La demande d’indemnisation est une « action complémentaire » de la procédure pénale, a expliqué auprès de l’AFP Me Emmanuel Daoud, avocat des familles et des association. Elle pourrait « aider à la manifestation de la vérité dans le cadre de l’enquête. […] L’objectif, ce n’est pas de gagner de l’argent. Les frères, les neveux, les femmes perdus par ces familles ne reviendront pas. Il s’agit plutôt de tirer les conséquences des carences fautives des autorités et de mettre l’Etat français et les différents ministères devant leurs responsabilités. »
S’ils n’obtiennent pas l’indemnisation, dont le montant n’a pas été communiqué, les requérants prévoient de saisir la justice administrative.

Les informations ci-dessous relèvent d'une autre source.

PR #23023, opened 2026-06-02
Save data_format in image preprocessing layers' get_config

MarcosAsh:
## Summary

`BaseImagePreprocessingLayer` stores `data_format` but its `get_config` never emits it. 22 of the 31 image preprocessing layers (RandomHue, RandomContrast, CutMix, MixUp, AugMix, RandAugment, Solarization, etc.) rely on the base class to serialize it, so a `from_config(get_config())` round-trip (e.g. `save` / `load_model`) silently resets `data_format` to the global image data format. A model built with `channels_first` augmentation layers reloads as `channels_last` and transforms the wrong axes.

The other 9 layers in the family (Resizing, CenterCrop, RandomFlip, ...) already emit `data_format` in their own `get_config`, and every other layer with a `data_format` argument (conv, pooling, adaptive pooling) saves it correctly - this family is the only gap.

The fix emits `data_format` from the base class `get_config`, covering all subclasses at once.

`run_layer_test` did not catch this because it compares the revived layer's re-serialized config against the original config, and since both omitted `data_format` they matched while the behavior silently changed. This PR adds a round-trip test that constructs each of the 31 layers with a non-default `data_format`, reserializes, and asserts it is preserved.

## Contributor Agreement

### DIFF
--- a/keras/src/layers/preprocessing/image_preprocessing/base_image_preprocessing_layer.py
+++ b/keras/src/layers/preprocessing/image_preprocessing/base_image_preprocessing_layer.py
@@ -256,6 +256,7 @@ class BaseImagePreprocessingLayer(DataLayer):
 
     def get_config(self):
         config = super().get_config()
+        config.update({"data_format": self.data_format})
         if self.bounding_box_format is not None:
             config.update(
                 {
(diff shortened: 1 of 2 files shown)


hertschuh (approved):
Thanks for the fix!

PR #23027, opened 2026-06-03
Fix TF backend depthwise and separable conv with stride and dilation

### LINKED ISSUE #22515: keras.ops.separable_conv returns incorrect static shape for channels_first with dilation and stride
### Summary
`keras.ops.separable_conv` computes a different output shape for symbolic tensors than for eager tensors when using `data_format="channels_first"` with `strides > 1` and `dilation_rate > 1`.

### Reproduction
```python
import keras
import tensorflow as tf

x = tf.random.normal((1, 3, 10, 10))
dw = tf.random.normal((3, 3, 3, 1))
pw = tf.random.normal((1, 1, 3, 6))

print(keras.ops.separable_conv(x, dw, pw, strides=2, padding="valid",
                               data_format="channels_first", dilation_rate=3).shape)

x_sym = keras.Input(shape=(3, 10, 10))
print(keras.ops.separable_conv(x_sym, dw, pw, strides=2, padding="valid",
                               data_format="channels_first", dilation_rate=3).shape)
```

### Expected
Both eager and symbolic calls should infer the same output shape.

### Actual
- Eager output shape: `(1, 6, 1, 1)`
- Symbolic output shape: `(None, 6, 2, 2)`

### Impact
This breaks shape inference for models using `keras.ops.separable_conv` in `channels_first` mode with dilation/stride combinations.

Lawson-Darrow:
## Description

Fixes #22515.

On the TensorFlow backend, `keras.ops.separable_conv` and `keras.ops.depthwise_conv` returned the wrong output when `strides > 1` and `dilation_rate > 1` were used together. The JAX and Torch backends were already correct.

Repro (channels_first, kernel 3, stride 2, dilation 3, input `(1, 3, 10, 10)`):

```python
import numpy as np, keras
from keras import ops

x = np.zeros((1, 3, 10, 10), "float32")
dw = np.zeros((3, 3, 3, 1), "float32")
pw = np.zeros((1, 1, 3, 6), "float32")
kw = dict(strides=2, padding="valid", data_format="channels_first", dilation_rate=3)

ops.separable_conv(ops.convert_to_tensor(x), dw, pw, **kw).shape       # (1, 6, 1, 1) wrong
ops.separable_conv(keras.KerasTensor((1, 3, 10, 10)), dw, pw, **kw).shape  # (1, 6, 2, 2) correct
```

The cause is in the TF ops, not in Keras. `tf.nn.depthwise_conv2d`, `tf.nn.separable_conv2d`, and `tf.nn.convolution` all reject `strides > 1` together with `dilation_rate > 1` (TF: "when dilation rate is greater than 1, then all values of strides must be 1") and fall back to a degenerate result. Wrapping the op in an XLA `tf.function` does not help. The limitation is enforced at trace time.

**Fix** (`keras/src/backend/tensorflow/nn.py`):

- When `strides > 1` and `dilation_rate > 1`, run the dilated conv at stride 1 (which TF allows) and subsample the output by the stride. For `valid` padding the subsample is exact. For `same` padding the input is explicitly padded first using TF's SAME sizing so the stride-1 valid conv matches.
- The fallback is gated to only the unsupported combination, so the common fused depthwise and separable paths are unchanged. It handles depthwise and separable, 1D and 2D, and both `channels_first` and `channels_last`.

**Tests** (`keras/src/ops/nn_test.py`):

- Removed the two `"This case is not supported by the TF backend"` skips in `test_depthwise_conv_2d` and `test_separable_conv_2d`. Those tests already exercise `strides=2` with `dilation_rate=(2, 2)` and compare against a numpy reference, so they now act as regression coverage for this fix on the TF backend (JAX and Torch already ran them).

**Validation** (tensorflow backend, CPU):

- The decomposition matches the native TF result exactly across 192 supported-combination checks (depthwise and separable, 1D and 2D, channels_first and channels_last, depth multiplier 1 and 2, valid and same padding).
- The previously skipped value tests now pass and the full conv test suite stays green.
- `ruff check` and `ruff format --check` are clean on the changed files.

**AI assistance disclosure (per the AI-Assisted Contribution Policy):** This PR was prepared with the assistance of Claude Code. The human author has reviewed and understands the change, takes full responsibility for it, and will respond to review feedback personally.

## Contributor Agreement

### DIFF
--- a/keras/src/ops/nn_test.py
+++ b/keras/src/ops/nn_test.py
@@ -1994,6 +1994,181 @@ class NNOpsCorrectnessTest(testing.TestCase):
         )
         self.assertAllClose(outputs, expected, tpu_atol=1e-2, tpu_rtol=1e-2)
 
+    @parameterized.product(
+        padding=("valid", "same"),
+        data_format=("channels_first", "channels_last"),
+    )
+    def test_depthwise_conv_2d_stride_dilation(self, padding, data_format):
+        # Regression coverage for #22515: on the TF backend, strides > 1
+        # together with dilation_rate > 1 is computed via a decomposition.
+        # Exercise both data formats so the channels_first transpose path in
+        # that decomposition is covered, not just the default layout.
+        strides, dilation_rate = 2, (2, 2)
+        if data_format == "channels_last":
+            input_shape = (2, 10, 10, 3)
+        else:
+            input_shape = (2, 3, 10, 10)
+        inputs_2d = np.arange(600, dtype=float).reshape(input_shape)
+        kernel = np.arange(24, dtype=float).reshape([2, 2, 3, 2])
+
+        outputs = knn.depthwise_conv(
+            inputs_2d,
+            kernel,
+            strides,
+            padding=padding,
+            data_format=data_format,
+            dilation_rate=dilation_rate,
+        )
+        expected = np_depthwise_conv2d(
+            inputs_2d,
+            kernel,
+            bias_weights=np.zeros((6,)),
+            strides=strides,
+            padding=padding,
+            data_format=data_format,
+            dilation_rate=dilation_rate,
+        )
+        self.assertAllClose(outputs, expected, tpu_atol=1e-2, tpu_rtol=1e-2)
+
+    @parameterized.product(
+        padding=("valid", "same"),
+        data_format=("channels_first", "channels_last"),
+    )
+    def test_separable_conv_2d_stride_dilation(self, padding, data_format):
+        # Regression coverage for #22515, separable variant, both layouts.
+        strides, dilation_rate = 2, (2, 2)
+        if data_format == "channels_last":
+            input_shape = (2, 10, 10, 3)
+        else:
+            input_shape = (2, 3, 10, 10)
+        inputs_2d = np.arange(600, dtype=float).reshape(input_shape)
+        depthwise_kernel = np.arange(24, dtype=float).reshape([2, 2, 3, 2])
+        pointwise_kernel = np.arange(72, dtype=float).reshape([1, 1, 6, 12])
+
+        outputs = knn.separable_conv(
+            inputs_2d,
+            depthwise_kernel,
+            pointwise_kernel,
+            strides,
+            padding=padding,
+            data_format=data_format,
+            dilation_rate=dilation_rate,
+        )
+        expected_depthwise = np_depthwise_conv2d(
+            inputs_2d,
+            depthwise_kernel,
+            np.zeros(6),
+            strides=strides,
+            padding=padding,
+            data_format=data_format,
+            dilation_rate=dilation_rate,
+        )
+        expected = np_conv2d(
+            expected_depthwise,
+            pointwise_kernel,
+            np.zeros(6 * 12),
+            strides=1,
+            padding=padding,
+            data_format=data_format,
+            dilation_rate=dilation_rate,
+            groups=1,
+        )
+        self.assertAllClose(outputs, expected, tpu_atol=1e-2, tpu_rtol=1e-2)
+
+    @parameterized.product(
+        padding=("valid", "same"),
+        data_format=("channels_first", "channels_last"),
+    )
+    def test_depthwise_conv_1d_stride_dilation(self, padding, data_format):
+        # Regression coverage for #22515, 1D variant. The TF decomposition
+        # lifts 1D to 2D internally; validate against the trusted 2D
+        # reference lifted the same way (singleton height axis).
+        strides, dilation_rate = 2, 2
+        if data_format == "channels_last":
+            input_shape = (2, 10, 3)
+        else:
+            input_shape = (2, 3, 10)
+        inputs_1d = np.arange(60, dtype=float).reshape(input_shape)
+        kernel = np.arange(12, dtype=float).reshape([2, 3, 2])
+        if data_format == "channels_last":
+            x2d = inputs_1d[:, None, :, :]
+            squeeze_axis = 1
+        else:
+            x2d = inputs_1d[:, :, None, :]
+            squeeze_axis = 2
+
+        outputs = knn.depthwise_conv(
+            inputs_1d,
+            kernel,
+            strides,
+            padding=padding,
+            data_format=data_format,
+            dilation_rate=dilation_rate,
+        )
+        expected_2d = np_depthwise_conv2d(
+            x2d,
+            kernel[None],
+            bias_weights=np.zeros((6,)),
+            strides=(1, strides),
+            padding=padding,
+            data_format=data_format,
+            dilation_rate=(1, dilation_rate),
+        )
+        expected = np.squeeze(expected_2d, axis=squeeze_axis)
+        self.assertAllClose(outputs, expected, tpu_atol=1e-2, tpu_rtol=1e-2)
+
+    @parameterized.product(
+        padding=("valid", "same"),
+        data_format=("channels_first", "channels_last"),
+    )
+    def test_separable_conv_1d_stride_dilation(self, padding, data_format):
+        # Regression coverage for #22515, 1D separable variant.
+        strides, dilation_rate = 2, 2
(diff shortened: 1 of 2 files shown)


Lawson-Darrow:
Thanks, good calls. Pushed an update: the SAME padding helper now does the integer math directly on the static strides and dilation instead of converting them to tensors, and the strided subsample is inlined with plain slicing, so the `_spatial_strided_slice_channels_last` helper is gone. Validation still passes, both the previously skipped TF value tests and the cross-check against the native ops.

keras/src/ops/nn_test.py
```diff
@@ -2009,6 +1994,181 @@ def test_separable_conv_2d(self, strides, padding, dilation_rate):
...
+        expected = np_depthwise_conv2d(
+            inputs_2d,
+            kernel,
+            bias_weights=np.zeros((6,)),
+            strides=strides,
+            padding=padding,
+            data_format=data_format,
+            dilation_rate=dilation_rate,
+        )
+        self.assertAllClose(outputs, expected, tpu_atol=1e-2, tpu_rtol=1e-2)
```
hertschuh: Instead of replicating all the code, simply add this line 1925 to augment the existing `test_depthwise_conv_2d`:
```python
 data_format=("channels_first", "channels_last"),
```

keras/src/ops/nn_test.py
```diff
@@ -2009,6 +1994,181 @@ def test_separable_conv_2d(self, strides, padding, dilation_rate):
...
+            expected_depthwise,
+            pointwise_kernel,
+            np.zeros(6 * 12),
+            strides=1,
+            padding=padding,
+            data_format=data_format,
+            dilation_rate=dilation_rate,
+            groups=1,
+        )
+        self.assertAllClose(outputs, expected, tpu_atol=1e-2, tpu_rtol=1e-2)
```
hertschuh, line 2023: Instead of replicating all the code, simply add this to augment the existing `test_separable_conv_2d`:
```python
 data_format=("channels_first", "channels_last"),
```

keras/src/ops/nn_test.py
```diff
@@ -2009,6 +1994,181 @@ def test_separable_conv_2d(self, strides, padding, dilation_rate):
...
+
+    @parameterized.product(
+        padding=("valid", "same"),
+        data_format=("channels_first", "channels_last"),
+    )
+    def test_depthwise_conv_1d_stride_dilation(self, padding, data_format):
```
hertschuh: Simply call this test `test_depthwise_conv_1d` and add this to the parameterization:
```python
        strides=(1, 2),
        dilation_rate=(1, 2),
```

keras/src/ops/nn_test.py
```diff
@@ -2009,6 +1994,181 @@ def test_separable_conv_2d(self, strides, padding, dilation_rate):
...
+            dilation_rate=(1, dilation_rate),
+        )
+        expected = np.squeeze(expected_2d, axis=squeeze_axis)
+        self.assertAllClose(outputs, expected, tpu_atol=1e-2, tpu_rtol=1e-2)
+
+    @parameterized.product(
+        padding=("valid", "same"),
+        data_format=("channels_first", "channels_last"),
+    )
+    def test_separable_conv_1d_stride_dilation(self, padding, data_format):
```
hertschuh: Simply call this test `test_separable_conv_1d` and add this to the parameterization:
```python
        strides=(1, 2),
        dilation_rate=(1, 2),
```

keras/src/ops/nn_test.py
```diff
@@ -2009,6 +1994,181 @@ def test_separable_conv_2d(self, strides, padding, dilation_rate):
...
+        self.assertAllClose(outputs, expected, tpu_atol=1e-2, tpu_rtol=1e-2)
+
+    @parameterized.product(
+        padding=("valid", "same"),
+        data_format=("channels_first", "channels_last"),
+    )
+    def test_depthwise_conv_1d_stride_dilation(self, padding, data_format):
+        # Regression coverage for #22515, 1D variant. The TF decomposition
+        # lifts 1D to 2D internally; validate against the trusted 2D
+        # reference lifted the same way (singleton height axis).
```
hertschuh: Remove this comment, it's only relevant within the context of this PR.

keras/src/ops/nn_test.py
```diff
@@ -2009,6 +1994,181 @@ def test_separable_conv_2d(self, strides, padding, dilation_rate):
...
+        )
+        expected = np.squeeze(expected_2d, axis=squeeze_axis)
+        self.assertAllClose(outputs, expected, tpu_atol=1e-2, tpu_rtol=1e-2)
+
+    @parameterized.product(
+        padding=("valid", "same"),
+        data_format=("channels_first", "channels_last"),
+    )
+    def test_separable_conv_1d_stride_dilation(self, padding, data_format):
+        # Regression coverage for #22515, 1D separable variant.
```
hertschuh: Remove this comment, it's only relevant within the context of this PR.

hertschuh (changes requested):
Thanks you for addressing this!

Some comments on the unit tests:

Lawson-Darrow:
Thanks! I tried folding `data_format=("channels_first", "channels_last")` into the existing `test_depthwise_conv_2d` / `test_separable_conv_2d` as suggested, but it turns the TF CPU job red. The regular (non stride+dilation) channels_first depthwise and separable paths pass NCHW straight to `tf.nn.depthwise_conv2d` / `separable_conv2d`, and TF CPU rejects that with `Depthwise convolution on CPU is only supported for NHWC format`. Only the 1D depthwise path and this PR's new decomposition transpose to NHWC first, so those are the channels_first cases that pass.

So channels_first coverage on these ops looks like a separate pre-existing gap from the stride+dilation fix here. Happy to either (1) keep channels_first in this PR only on the paths that support it on CPU (1D depthwise + the new stride+dilation cases), or (2) add the channels_first->NHWC transpose to the regular depthwise/separable paths too, though that feels like its own change. Which would you prefer?

hertschuh:
> Thanks! I tried folding `data_format=("channels_first", "channels_last")` into the existing `test_depthwise_conv_2d` / `test_separable_conv_2d` as suggested, but it turns the TF CPU job red. The regular (non stride+dilation) channels_first depthwise and separable paths pass NCHW straight to `tf.nn.depthwise_conv2d` / `separable_conv2d`, and TF CPU rejects that with `Depthwise convolution on CPU is only supported for NHWC format`. Only the 1D depthwise path and this PR's new decomposition transpose to NHWC first, so those are the channels_first cases that pass.
> 
> So channels_first coverage on these ops looks like a separate pre-existing gap from the stride+dilation fix here. Happy to either (1) keep channels_first in this PR only on the paths that support it on CPU (1D depthwise + the new stride+dilation cases)

Yes, let's do that. But can you please still have a single test with all the combination and then add back something like:
```python
        if (
            backend.backend() == "tensorflow"
            and data_format == "channels_first"
            and not testing.tensorflow_uses_gpu()
            and strides == ...
```

>, or (2) add the channels_first->NHWC transpose to the regular depthwise/separable paths too, though that feels like its own change. Which would you prefer?

Yes, let's make it a separate change.

Thanks!!

Lawson-Darrow:
Done, all addressed:

- Folded `data_format=("channels_first", "channels_last")` into the existing `test_depthwise_conv_2d` / `test_separable_conv_2d` instead of separate methods.
- Renamed the 1D tests to `test_depthwise_conv_1d` / `test_separable_conv_1d` and parameterized `strides=(1, 2)` / `dilation_rate=(1, 2)`.
- Removed the PR-only comments.
- Added the skip guard you sketched: the channels_first cases TF CPU can't run (everything off the transposing paths) are skipped, while jax/numpy and TF GPU still run all combos.

The regular-path channels_first->NHWC transpose I'll handle as a separate change.

hertschuh (approved):
Thanks for working on this!

Lawson-Darrow:
My pleasure! Love the project, look forward to contributing more!

PR #23029, opened 2026-06-03
Save seed in Attention layer get_config

MarcosAsh:
## Summary

`Attention` accepts a `seed` argument and uses it to seed the dropout `SeedGenerator`, but its `get_config` never emits it. A `from_config(get_config())` round-trip (e.g. `save` / `load_model`) silently resets `seed` to `None`, so a layer built with an explicit seed reloads with a different one and draws different dropout masks - the reloaded model is no longer reproducible.

Every other layer with a `seed` argument already saves it: `SimpleRNN`, `GRU`, `LSTM`, `MultiHeadAttention`, and `GroupedQueryAttention` - this layer is the only gap. `AdditiveAttention` subclasses `Attention` and was missing it for the same reason.

The fix stores `self.seed` and emits it from `get_config`, covering `AdditiveAttention` too through `super().get_config()`.

`run_layer_test` did not catch this because it compares the revived layer's re-serialized config against the original config, and since both omitted `seed` they matched while the behavior silently changed. This PR adds a round-trip test that constructs the layer with an explicit seed, reserializes, and asserts it is preserved.

## Contributor Agreement

### DIFF
--- a/keras/src/layers/attention/attention.py
+++ b/keras/src/layers/attention/attention.py
@@ -75,6 +75,7 @@ class Attention(Layer):
         self.use_scale = use_scale
         self.score_mode = score_mode
         self.dropout = dropout
+        self.seed = seed
         if self.dropout > 0:
             self.seed_generator = backend.random.SeedGenerator(seed=seed)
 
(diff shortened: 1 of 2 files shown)


hertschuh (approved):
Thanks for the fix!

PR #23030, opened 2026-06-03
Remove progress bar double averaging of metrics.

### LINKED ISSUE #21301: evaluate() shows incorrect metric values in progress bar vs returned results

hertschuh:
All metrics emitted to the progress bar in `model.fit` and `mode.evaluate` are stateful. For instance, average metrics maintain the running sum and denominator and output the average.

Therefore, the progress bar needs to consider all of the metrics stateless. To make this easier without having to constantly update the list of stateful metrics (like Keras 2 does), added a backwards compatible parameter `stateless_metrics` to list stateless metrics instead.

Fixes https://github.com/keras-team/keras/issues/21301

## Contributor Agreement

### DIFF
--- a/keras/src/callbacks/progbar_logger.py
+++ b/keras/src/callbacks/progbar_logger.py
@@ -82,7 +82,10 @@ class ProgbarLogger(Callback):
     def _maybe_init_progbar(self):
         if self.progbar is None:
             self.progbar = Progbar(
-                target=self.target, verbose=self.verbose, unit_name="step"
+                target=self.target,
+                verbose=self.verbose,
+                unit_name="step",
+                stateless_metrics=set(),
             )
 
     def _update_progbar(self, batch, logs=None):
--- a/keras/src/utils/progbar.py
+++ b/keras/src/utils/progbar.py
@@ -13,13 +13,21 @@ from keras.src.utils import io_utils
 class Progbar:
     """Displays a progress bar.
 
+    If neither of `stateful_metrics` and `stateless_metrics` is provided, all
+    metrics are assumed to be stateless (averaged by the progress bar before
+    display).
+
     Args:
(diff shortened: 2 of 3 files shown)


laxmareddyp (approved):
Thanks.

« Si à un quelconque moment il y a eu un manquement, une erreur, les sanctions seront prises », avait assuré en novembre 2022 le secrétaire d’Etat Hervé Berville. L’enquête menée en France n’a pour l’heure débouché sur une sanction.
Un an après, le seul coup de filet a eu lieu côté britannique, où un homme soupçonné d’être un passeur dans cette affaire a été arrêté en novembre 2022 par l’agence britannique de lutte contre la criminalité.